PR #8211, opened 2026-02-17
[Tracing] Add experimental support for exporting traces as OTLP (.NET 6+)

zacharycmontoya:
## Summary of changes
Adds experimental support for exporting traces using [OTLP](https://github.com/open-telemetry/opentelemetry-proto/blob/v1.9.0/opentelemetry/proto/trace/v1/trace.proto) rather than the Datadog MessagePack protocols. This allows the DD SDK to send traces to an OTel collector rather than a Datadog Trace Agent, with limited support for non-APM products.

This feature is enabled by setting `OTEL_TRACES_EXPORTER=otlp`.

Note: This feature is currently only supported for .NET 6+, and only the `http/json` OTLP protocol is supported at this time. Setting any other protocol value falls back to Datadog encoding with a startup warning.

### Configuration

| Configuration | Details |
|---------------|---------|
| `OTEL_TRACES_EXPORTER=otlp` | Enables the OTLP traces export |
| `OTEL_EXPORTER_OTLP_TRACES_ENDPOINT` | See the [OTLP Exporter Configuration docs](https://opentelemetry.io/docs/languages/sdk-configuration/otlp-exporter/) |
| `OTEL_EXPORTER_OTLP_TRACES_HEADERS` | See the [OTLP Exporter Configuration docs](https://opentelemetry.io/docs/languages/sdk-configuration/otlp-exporter/) |
| `OTEL_EXPORTER_OTLP_TRACES_PROTOCOL` | See the [OTLP Exporter Configuration docs](https://opentelemetry.io/docs/languages/sdk-configuration/otlp-exporter/) |
| `OTEL_EXPORTER_OTLP_TRACES_TIMEOUT` | See the [OTLP Exporter Configuration docs](https://opentelemetry.io/docs/languages/sdk-configuration/otlp-exporter/) |

## Reason for change
We are seeing an increasing number of scenarios where users have applications instrumented with the OTel SDK sending data to OTel collectors, and they would like to get additional features offered by the DD SDK without needing to update their OTel collector deployments. Although there will be follow-up work, this provides the ability for users to write vendor-neutral API instrumentation *and* emit vendor-neutral telemetry data so DD SDK users don't have to feel locked in when setting up Datadog APM.

### Configuration
All OTLP exporter configuration (Traces and Metrics) is read in `ExporterSettings` and exposed as properties (`OtlpTracesEndpoint`, `OtlpTracesProtocol`, `OtlpTracesHeaders`, `OtlpTracesTimeoutMs`, and the corresponding `OtlpMetrics*` properties). The `TracesEncoding` property (of type `Datadog.Trace.Agent.TracesEncoding`) determines the serialization format: `DatadogV0_4`, `OtlpProtobuf`, or `OtlpJson`. Only `OtlpJson` is currently functional; `OtlpProtobuf` is defined but not yet implemented.

OTLP endpoint resolution is handled separately from Datadog trace transport settings to avoid comingling the two URL calculation paths. The OTLP endpoint logic considers `DD_AGENT_HOST` before falling back to the OTLP default host of `localhost`.

### Serialization
The `SpanBuffer` class was refactored to use a pluggable `ISpanBufferSerializer` interface (methods: `HeaderSize`, `SerializeSpans`, `WriteHeader`, `FinishBody`). Two implementations exist:
- **`SpanBufferMessagePackSerializer`**: The existing Datadog MessagePack serialization, extracted into its own class.
- **`OtlpTracesJsonSerializer`**: Serializes `TraceChunkModel` and `Span` objects into the OTLP `ExportTraceServiceRequest` JSON structure. Key behaviors:
  - Resource attributes (service.name, service.version, deployment.environment.name, telemetry SDK info, git metadata, runtime ID) are emitted via `OtlpMapper.EmitResourceAttributesFromTraceChunk()`
  - Span attributes are capped at 128 per span
  - Span events (128 limit), span links (128 limit), span status, and span kind are all mapped
  - Field names use lowerCamelCase and enums use integer values per the OTLP http/json encoding spec

### Datadog-to-OTLP Mapping
The `OtlpMapper` static class (under `OpenTelemetry/`) handles the translation between Datadog span semantics and OTLP attributes. It determines which tags are resource-level vs. span-level, manages attribute limits, and processes string/double/byte[] tag types via an inner `TagWriter` struct.

### Sampling & Stats Aggregation
When OTLP export is enabled:
- **Sampling**: Only the `PrioritySampler` is used in `ShouldKeepTrace()`, aligning with the OpenTelemetry SDK behavior of exporting based solely on the sampling decision.
- **Default sampling rate**: A global sampling rate of 1.0 is set by default (can be overridden by user configuration), and the `AgentSamplingRule` is omitted since there is no Datadog Agent to communicate sampling rules.
- **`StatsAggregationKey`**: Extended with `IsError` and `IsTopLevel` fields for OTLP mode, allowing distinct histogram timeseries. The Datadog mode constructor continues to set these to false for backwards compatibility.

### Export
- **`ApiOtlp`** (NET6_0_OR_GREATER only): Implements `IApi` for OTLP endpoints with retry logic (up to 5 attempts with exponential backoff starting at 100ms).
- **`ManagedApiOtlp`**: Thread-safe wrapper that enables atomic swapping of `ApiOtlp` instances (for configuration refresh).
- **Traces**: Serialized by `OtlpTracesJsonSerializer` into `SpanBuffer`, then sent by `ApiOtlp.SendTracesAsync()` to the OTLP traces endpoint with custom headers.
- **Metrics (trace stats)**: `SendStatsAsync` is defined but currently returns success immediately — DDSketch-to-OTLP histogram conversion was removed from this PR and will be introduced in a follow-up PR alongside new unit tests.

### Wiring
In `TracerManagerFactory.GetAgentWriter()`, when `TracesEncoding` is `OtlpProtobuf` or `OtlpJson`, the method creates a `ManagedApiOtlp` and a `StatsAggregator` with `isOtlp: true`, then passes both to `AgentWriter`.

## Test coverage
- **Integration test**: `OpenTelemetrySdkTests.SubmitsOtlpTraces` — A parameterized test exercising different package versions, protocols, and configurations. Sends OTLP traces to the dd-apm-test-agent, retrieves payloads, validates trace/span ID formats (32-char/16-char hex), checks resource attribute consistency across requests, normalizes dynamic values, and performs snapshot testing.
- **Unit tests**: Tests for OTLP-specific behaviors including: stats aggregator enablement when exporting OTLP, exporting only sampled spans, and omission of the AgentSamplingRule.
- **Docker**: The docker-compose configuration was updated to wait for test-agent ports 4317 (gRPC) and 4318 (HTTP) for OTLP traffic.

## Follow-up work
- Export trace metrics (APM stats) via OTLP metrics with DDSketch-to-OTLP histogram conversion (removed from this PR — `SendStatsAsync` currently no-ops)
- Assert against trace metrics in the `SubmitsOtlpTraces` integration test
- Stop reading OTLP metrics settings in `TracerSettings` now that they are being read in `ExporterSettings`
- Implement `http/protobuf` OTLP protocol support (enum value exists but not yet functional)

### DIFF
--- a/tracer/build/_build/Build.Steps.cs
+++ b/tracer/build/_build/Build.Steps.cs
@@ -2534,6 +2534,8 @@ partial class Build
                new(@".*An error occurred while sending data to the agent at \\\\\.\\pipe\\trace-.*The operation has timed out.*", RegexOptions.Compiled),
                new(@".*An error occurred while sending data to the agent at \\\\\.\\pipe\\metrics-.*The operation has timed out.*", RegexOptions.Compiled),
                new(@".*Error detecting and reconfiguring git repository for shallow clone. System.IO.FileLoadException.*", RegexOptions.Compiled),
+               // Known errors in OpenTelemetrySdkTests
+               new(@".*An error occurred while sending data to the agent at http://test-agent.*", RegexOptions.Compiled),
                // These are thrown by the CallTargetNativeTests
                new(@".*Exception occurred when calling the CallTarget integration continuation. Datadog.Trace.DuckTyping.DuckTypeException: Throwing a ducktype exception.*"),
                new(@".*Exception occurred when calling the CallTarget integration continuation. System.MissingMethodException: Throwing a missing method exception.*"),


tracer/src/Datadog.Trace/Configuration/supported-configurations-docs.yaml
```diff
@@ -1225,6 +1225,28 @@ OTEL_EXPORTER_OTLP_TIMEOUT: |
...
+
+OTEL_EXPORTER_OTLP_TRACES_HEADERS: |
+  Configuration key to set custom headers for OTLP traces export.
+  Takes precedence over <see cref="ExporterOtlpHeaders"/>.
+  Format: api-key=key,other=value.
+
+OTEL_EXPORTER_OTLP_TRACES_PROTOCOL: |
+  Configuration key to set the OTLP protocol for traces export.
+  Takes precedence over <see cref="ExporterOtlpProtocol"/>.
+  Valid values: http/json, defaults to http/json.
```
ida613: should the valid values be http/json, http/protobuf and grpc?

zacharycmontoya: Eventually yes, but right now I've only implemented `http/json` so I haven't included `http/protobuf` or `grpc`

tracer/src/Datadog.Trace/Configuration/ExporterSettings.cs
```diff
@@ -88,17 +89,27 @@ internal ExporterSettings(Raw rawSettings, Func<string, bool> fileExists, IConfi
...
+                        tracesUnixDomainSocketPath: rawSettings.TracesUnixDomainSocketPath);
 
+            TracesEncoding = traceSettings.Encoding;
             TracesTransport = traceSettings.Transport;
             TracesPipeName = traceSettings.PipeName;
             TracesUnixDomainSocketPath = traceSettings.UdsPath;
             AgentUri = traceSettings.AgentUri;
 
+            var otlpTraceSettings = GetOtlpTracesTransport(signalEndpoint: rawSettings.OtlpTracesEndpoint, generalEndpoint: rawSettings.OtlpEndpoint, signalProtocol: rawSettings.OtlpTracesProtocol, generalProtocol: rawSettings.OtlpProtocol);
+            TracesEncoding = otlpTraceSettings.Encoding;
```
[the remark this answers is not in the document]
zacharycmontoya: Fixed in d5a2750abbc14f83fbd5b8b275baf6981af90c85

tracer/src/Datadog.Trace/Agent/ApiOtlp.cs
```diff
@@ -0,0 +1,342 @@
...
+            // optionally injecting a log instance in here for testing purposes
+            _log = log ?? StaticLog;
+            _log.Debug("Creating new ApiOtlp");
+            _sendStats = SendStatsAsyncImpl;
+            _sendTraces = SendTracesAsyncImpl;
+
+            _apiRequestFactory = apiRequestFactory;
+            _tracesEncoding = exporterSettings.TracesEncoding;
+            _tracesEndpoint = exporterSettings.OtlpTracesEndpoint;
+            _statsEndpoint = exporterSettings.OtlpMetricsEndpoint;
```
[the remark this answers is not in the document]
zacharycmontoya: This comment is out-of-date. `OTEL_EXPORTER_OTLP_TRACES_HEADERS` is now used in the OTLP Traces exporter. `OTEL_EXPORTER_OTLP_TRACES_TIMEOUT` is not used yet, but this can be added at a later time.

tracer/src/Datadog.Trace/Configuration/ExporterSettings.Shared.cs
```diff
@@ -111,22 +123,79 @@ private TraceTransportSettings GetTraceTransport(string? agentUri, string? trace
...
+
+            if (!string.IsNullOrEmpty(generalEndpoint))
+            {
+                if (protocol == OtlpProtocol.Grpc && TryGetAgentUriAndTransport(generalEndpoint!, origin, encoding, protocol, out var grpcSettings))
+                {
+                    return grpcSettings;
+                }
+                else if (protocol != OtlpProtocol.Grpc)
+                {
+                    if (signalEndpoint!.EndsWith("/") && TryGetAgentUriAndTransport($"{generalEndpoint!}{defaultHttpRelativePath}", origin, encoding, protocol, out var httpSettings))
```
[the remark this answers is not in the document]
zacharycmontoya: Fixed in 5901718fed72e7a715960a144389cf79a8d8e440

tracer/src/Datadog.Trace/Configuration/ExporterSettings.cs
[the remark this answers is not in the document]
zacharycmontoya: This is fixed in d5a2750abbc14f83fbd5b8b275baf6981af90c85

tracer/src/Datadog.Trace/Agent/AgentWriter.cs
```diff
@@ -95,12 +96,16 @@ internal AgentWriter(IApi api, IStatsAggregator? statsAggregator, IStatsdManager
             _batchInterval = batchInterval;
             _traceKeepRateCalculator = traceKeepRateCalculator;
 
-            var formatterResolver = SpanFormatterResolver.Instance;
+            ISpanBufferSerializer spanBufferSerializer = api.TracesEncoding switch
+            {
+                TracesEncoding.OtlpJson => new OtlpTracesJsonSerializer(),
+                _ => new SpanBufferMessagePackSerializer(SpanFormatterResolver.Instance),
```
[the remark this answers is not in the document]
zacharycmontoya: This is true, and a good call-out. However, we don't implement support for `grpc` or `http/protobuf` in this PR so the default logic is intended to fallback to regular Datadog MessagePack payloads.

tracer/src/Datadog.Trace/Configuration/ExporterSettings.Shared.cs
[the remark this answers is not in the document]
zacharycmontoya: Fixed in 5901718fed72e7a715960a144389cf79a8d8e440

tracer/src/Datadog.Trace/OpenTelemetry/Metrics/OtlpMetricsSerializer.cs
```diff
@@ -510,20 +497,19 @@ private byte[] SerializeHistogramDataPoint(MetricPoint metric)
...
-            for (int i = 0; i < bounds.Length; i++)
+            for (int i = 0; i < metric.SnapshotBucketBounds.Length; i++)
             {
                 WriteTag(writer, FieldNumbers.HistogramDataPointExplicitBounds, Fixed64);
-                writer.Write(bounds[i]);
+                writer.Write(metric.SnapshotBucketBounds[i]);
             }
 
-            if (metric.SnapshotCount > 0)
+            if (metric.SnapshotCount > 0 & metric.SnapshotMin != double.NaN)
```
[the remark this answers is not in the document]
zacharycmontoya: This comment highlighted an issue with comparing `double.NaN` to itself, but it didn't recommend a useful fix. The right way to express this comparison is using the method [Double.IsNan(double d)](https://learn.microsoft.com/en-us/dotnet/api/system.double.isnan?view=net-10.0#system-double-isnan(system-double))

tracer/src/Datadog.Trace/Agent/ApiOtlp.cs
```diff
@@ -0,0 +1,349 @@
...
+                        // TODO: Should back-propagate retryAfter value
+                        string retryAfter = response.StatusCode == 429 || response.StatusCode == 503 ? response.GetHeader("Retry-After") : null;
+                        _log.Debug<int, string>("Failed to submit {Count} traces. OTLP response header Retry-After={RetryAfter}", numberOfTraces, retryAfter ?? "unspecified");
+                    }
+
+                    // TODO: Telemetry - Record OTLP Traces API error with status code
+                    return finalTry ? SendResult.Failed_DontRetry : SendResult.Failed_CanRetry;
+                }
+
+                if (response.StatusCode == 429 || response.StatusCode == 413 || response.StatusCode == 408)
```
link04: It seems this statement is unreachable and maybe left over from before?

tracer/src/Datadog.Trace/OpenTelemetry/Traces/OtlpTracesJsonSerializer.cs
```diff
@@ -0,0 +1,715 @@
+// <copyright file="OtlpTracesJsonSerializer.cs" company="Datadog">
+// Unless explicitly stated otherwise all files in this repository are licensed under the Apache 2 License.
+// This product includes software developed at Datadog (https://www.datadoghq.com/). Copyright 2017 Datadog, Inc.
+// </copyright>
+
+using System;
+using System.Collections.Generic;
+using System.Drawing;
```
link04: Seems like this one is not been used so could be taken out 👢

tracer/src/Datadog.Trace/Agent/SpanBufferMessagePackSerializer.cs
```diff
@@ -0,0 +1,58 @@
+// <copyright file="SpanBufferMessagePackSerializer.cs" company="Datadog">
+// Unless explicitly stated otherwise all files in this repository are licensed under the Apache 2 License.
+// This product includes software developed at Datadog (https://www.datadoghq.com/). Copyright 2017 Datadog, Inc.
+// </copyright>
+
+#nullable enable
+
+using System;
+using System.Collections.Generic;
+using System.Drawing;
```
link04: Same as the other class here

tracer/src/Datadog.Trace/OpenTelemetry/Traces/OtlpTracesJsonSerializer.cs
```diff
@@ -0,0 +1,715 @@
...
+            return 0;
+        }
+
+        // jsonWriter.WriteEndArray(); // close repeated Span spans field
+        // jsonWriter.WriteEndObject(); // Close ScopeSpans message
+        // jsonWriter.WriteEndArray(); // close repeated ScopeSpans field
+        // jsonWriter.WriteEndObject(); // Close ResourceSpans message
+        // jsonWriter.WriteEndArray(); // Close repeated ResourceSpans field
+        // jsonWriter.WriteEndObject(); // Close ExportTraceServiceRequest message
+        var buffer = Encoding.UTF8.GetBytes("]}]}]}");
```
link04: This is the same 6 bytes every time, do you think it could be a static readonly byte[] field to avoid the allocation on each flush since is during its path?

tracer/src/Datadog.Trace/OpenTelemetry/Traces/OtlpTracesJsonSerializer.cs
```diff
@@ -0,0 +1,715 @@
...
+    /// <param name="maxSize">Maximum allowed size of the trace chunk</param>
+    /// <returns>UTF-8 encoded JSON byte array</returns>
+    internal int SerializeSpans(ref byte[] bytes, int offset, in TraceChunkModel traceChunk, int spanBufferOffset, int maxSize)
+    {
+        using var memoryStream = new MemoryStream();
+        using var streamWriter = new StreamWriter(memoryStream, EncodingHelpers.Utf8NoBom, bufferSize: 4096, leaveOpen: true);
+        using var jsonWriter = new JsonTextWriter(streamWriter)
+        {
+            CloseOutput = false
+        };
```
link04, line 650: Just adding a **Note** for later: Found this one thanks to the AI help TBH, not blocking: 

This creates a new MemoryStream + StreamWriter + JsonTextWriter per trace chunk on the serialization thread. The MessagePack path avoids this by writing directly into the reused _temporaryBuffer. Since the serializer is only called from one thread at a time, these could be instance fields that get reset between calls instead of recreated.

I Was curious to see what I did before and noticed I do the same pattern on `OtlpMetricsSerializer` and also is done in `Utf8CountingPooledTextWriter`, so I thinking of creating a follow up to clean up there and update it here as well later on.

tracer/src/Datadog.Trace/OpenTelemetry/Traces/OtlpTracesJsonSerializer.cs
zacharycmontoya: Dang, don't know how that got there 😆 I'll remove that

tracer/src/Datadog.Trace/Agent/ApiOtlp.cs
```diff
@@ -0,0 +1,349 @@
...
+        private enum SendResult
+        {
+            Success,
+            Failed_CanRetry,
+            Failed_DontRetry,
+        }
+
+        public TracesEncoding TracesEncoding => _tracesEncoding;
+
+        public Task<bool> Ping() => Task.FromResult(true);
```
bouwkast, line 75: Is this always just supposed to be `true`?

tracer/src/Datadog.Trace/Agent/ApiOtlp.cs
```diff
@@ -0,0 +1,349 @@
...
+            {
+                _log.Debug("Successfully sent APM trace stats to the OTLP metrics endpoint.");
+            }
+            else
+            {
+                // TODO: Telemetry - Record OTLP Metrics API errors for APM trace stats
+            }
+
+            response?.Dispose();
+            return success ? SendResult.Success : SendResult.Failed_DontRetry;
```
bouwkast:
```suggestion
            return success ? SendResult.Success : SendResult.Failed_CanRetry;
```

Looking through this I think this will currently cause the `SendWithRetry` to not work unless it throws above?

tracer/src/Datadog.Trace/Configuration/ExporterSettings.cs
```diff
@@ -88,17 +89,36 @@ internal ExporterSettings(Raw rawSettings, Func<string, bool> fileExists, IConfi
...
+            OtlpTracesHeaders = tracesHeaders?.Where(kvp => !string.IsNullOrWhiteSpace(kvp.Key) && !string.IsNullOrWhiteSpace(kvp.Value)).ToArray() ?? [];
+            OtlpTracesTimeoutMs = rawSettings.OtlpTracesTimeoutMs;
+
+            if (rawSettings.OtelTracesExporter == "otlp")
+            {
+                TracesEncoding = otlpTraceSettings.OtlpProtocol switch
+                {
+                    OtlpProtocol.HttpProtobuf => TracesEncoding.OtlpProtobuf,
+                    OtlpProtocol.HttpJson => TracesEncoding.OtlpJson,
+                    _ => TracesEncoding.DatadogV0_4,
```
bouwkast, line 119: If I understand this correctly if there is something set (such as grpc) this will fallback to using our Datadog encoding and send it to the Otlp endpoint? 

Should we log a warning or something that an unsupported value was set?

tracer/src/Datadog.Trace/OpenTelemetry/Traces/OtlpTracesJsonSerializer.cs
```diff
@@ -0,0 +1,715 @@
...
+        }
+
+        jsonWriter.Flush();
+        streamWriter.Flush();
+        memoryStream.Flush();
+
+        // Get the length of the written JSON
+        var length = (int)memoryStream.Position;
+
+        if (length - offset >= maxSize)
```
bouwkast: Up above in FinishBody there is this

```csharp
        if (length + offset - HeaderSize >= maxSize)
        {
            // We've already reached the maximum size, give up
            return 0;
        }
```

Is that the correct one? 

But maybe the `EnsureCapacity` below handles this too?

bouwkast: Oh wait, maybe it should be 

```
if (spanBufferOffset + length >= maxSize)
```

tracer/src/Datadog.Trace/OpenTelemetry/OtlpMapper.cs
```diff
@@ -0,0 +1,355 @@
...
+                {
+                    // gap detected, insert zero count for boundary introduced by getBoundaries
+                    counts.Add(0);
+                }
+
+                counts.Add((long)bin.Count);
+                lastBinIndex = binIndex;
+            }
+
+            return counts;
```
bouwkast: I didn't understand `GetBoundaries` / `GetCounts` really so I asked claude to help and it says that it is missing an extra overflow bucket that the spec expects? https://github.com/open-telemetry/opentelemetry-proto/blob/ca839c51f706f5d53bfb46f06c3e90c3af3a52c6/opentelemetry/proto/metrics/v1/metrics.proto#L477-L481

I don't really know if this is accurate, but I figured I'd call it out just in case

```
      // Overflow bucket for values above the last explicit bound (required by OTLP spec:
      // bucket_counts must have exactly explicit_bounds.length + 1 elements)
      counts.Add(0);
```

tracer/src/Datadog.Trace/OpenTelemetry/OtlpMapper.cs
```diff
@@ -0,0 +1,355 @@
...
+            SnapshotBucketBounds = GetBoundaries(bucket.OkSummary).ToArray(),
+        };
+
+        static List<double> GetBoundaries(DDSketch sketch)
+        {
+            var boundaries = new List<double>();
+
+            // OTel boundaries are defined as a sequence of upper bounds. When our sketch contains gaps we
+            // must introduce extra bounds to represent the lower bound of any bins after a gap; otherwise
+            // it would look like that bin covers not just its original range, but the gap as well.
```
bouwkast: Probably a me issue as I haven't worked with this very much but I am having a hard time understanding exactly what this means

tracer/src/Datadog.Trace/OpenTelemetry/Traces/OtlpTracesJsonSerializer.cs
zacharycmontoya: Good call, will do!

tracer/src/Datadog.Trace/OpenTelemetry/Traces/OtlpTracesJsonSerializer.cs
zacharycmontoya: Good insight here. This sounds like an improvement we can make for a future PR 👍🏼

tracer/src/Datadog.Trace/Agent/ApiOtlp.cs
zacharycmontoya: Yes that's correct. This loop for sending stats calls into  Datadog.Trace.OpenTelemetry.Metrics.OtlpExporter.ExportAsync which has already implemented its own retry logic, so once we get here it has either succeeded or attempted all its own retries. I'll add a comment that this is intended.

tracer/src/Datadog.Trace/Agent/ApiOtlp.cs
zacharycmontoya: Yes, since Ping() has just been used as a liveness check on the Datadog Trace Agent so in general this test doesn't make sense for the OTLP trace submission. I'll add a comment in line saying as much

tracer/src/Datadog.Trace/Configuration/ExporterSettings.cs
zacharycmontoya: So the main switch that sets up our OTLP pipeline is [here](https://github.com/DataDog/dd-trace-dotnet/pull/8211/changes#diff-36064892d3f17aab3edada32d897bbdbd1f69f5cd7b73d89e3b58ea9d239ba3fR291), which only sets up the `ManagedApiOtlp` if `settings.Manager.InitialExporterSettings.TracesEncoding is TracesEncoding.OtlpProtobuf or TracesEncoding.OtlpJson`, so we don't accidentally send Datadog MessagePack to an OTLP endpoint.

However, I can do a better job at enforcing/logging misconfigurations. For now since I'm only exporting JSON, I can also turn HttpProtobuf into Datadog and log this behavior.

zacharycmontoya: Done in 3221cd66d16836341748ff549439bf4850e50e9c. Please resolve if you think this is sufficient

tracer/src/Datadog.Trace/Agent/ApiOtlp.cs
zacharycmontoya: Added comments in b90174fa83cd8a682131fb0c3ed52c06dff3e6fb

tracer/src/Datadog.Trace/Agent/ApiOtlp.cs
zacharycmontoya: Added comments in b90174fa83cd8a682131fb0c3ed52c06dff3e6fb

tracer/src/Datadog.Trace/OpenTelemetry/Traces/OtlpTracesJsonSerializer.cs
zacharycmontoya: Added a static readonly field in b90174fa83cd8a682131fb0c3ed52c06dff3e6fb

tracer/src/Datadog.Trace/Agent/SpanBufferMessagePackSerializer.cs
zacharycmontoya: Fixed in b90174fa83cd8a682131fb0c3ed52c06dff3e6fb

tracer/src/Datadog.Trace/OpenTelemetry/Traces/OtlpTracesJsonSerializer.cs
zacharycmontoya: Fixed in b90174fa83cd8a682131fb0c3ed52c06dff3e6fb

tracer/src/Datadog.Trace/Agent/ApiOtlp.cs
zacharycmontoya: Fixed in b90174fa83cd8a682131fb0c3ed52c06dff3e6fb

tracer/src/Datadog.Trace/OpenTelemetry/Traces/OtlpTracesJsonSerializer.cs
zacharycmontoya: I'll add a new comment, but spanBufferOffset is only used to calculate whether spans have been added. All of the writing is done in a temporary buffer, whose position is indicated by the `offset` variable. I'll rename `offset` though so it's more descriptive

tracer/src/Datadog.Trace/Agent/ApiOtlp.cs
bouwkast: Thanks!

tracer/src/Datadog.Trace/Configuration/ExporterSettings.cs
bouwkast: LGTM thanks!

tracer/src/Datadog.Trace/OpenTelemetry/OtlpMapper.cs
zacharycmontoya: For now, I've removed the DD Sketch to OTLP metrics conversion because we don't need this functionality for our near-term goals. This functionality can easily be reintroduced later with better testing along with it.

Removed in f32eda0edbfacfb97b16bb5eeca0466cc2281fce

tracer/src/Datadog.Trace/OpenTelemetry/OtlpMapper.cs
zacharycmontoya: For now, I've removed the DD Sketch to OTLP metrics conversion because we don't need this functionality for our near-term goals. This functionality can easily be reintroduced later with better testing along with it.

Removed in f32eda0edbfacfb97b16bb5eeca0466cc2281fce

——

A verbatim transcription is required: the first line of the listing, the line containing "## Reason for change", and every line between them.

PR #8211, opened 2026-02-17
[Tracing] Add experimental support for exporting traces as OTLP (.NET 6+)

zacharycmontoya:
## Summary of changes
Adds experimental support for exporting traces using [OTLP](https://github.com/open-telemetry/opentelemetry-proto/blob/v1.9.0/opentelemetry/proto/trace/v1/trace.proto) rather than the Datadog MessagePack protocols. This allows the DD SDK to send traces to an OTel collector rather than a Datadog Trace Agent, with limited support for non-APM products.

This feature is enabled by setting `OTEL_TRACES_EXPORTER=otlp`.

Note: This feature is currently only supported for .NET 6+, and only the `http/json` OTLP protocol is supported at this time. Setting any other protocol value falls back to Datadog encoding with a startup warning.

### Configuration

| Configuration | Details |
|---------------|---------|
| `OTEL_TRACES_EXPORTER=otlp` | Enables the OTLP traces export |
| `OTEL_EXPORTER_OTLP_TRACES_ENDPOINT` | See the [OTLP Exporter Configuration docs](https://opentelemetry.io/docs/languages/sdk-configuration/otlp-exporter/) |
| `OTEL_EXPORTER_OTLP_TRACES_HEADERS` | See the [OTLP Exporter Configuration docs](https://opentelemetry.io/docs/languages/sdk-configuration/otlp-exporter/) |
| `OTEL_EXPORTER_OTLP_TRACES_PROTOCOL` | See the [OTLP Exporter Configuration docs](https://opentelemetry.io/docs/languages/sdk-configuration/otlp-exporter/) |
| `OTEL_EXPORTER_OTLP_TRACES_TIMEOUT` | See the [OTLP Exporter Configuration docs](https://opentelemetry.io/docs/languages/sdk-configuration/otlp-exporter/) |

## Reason for change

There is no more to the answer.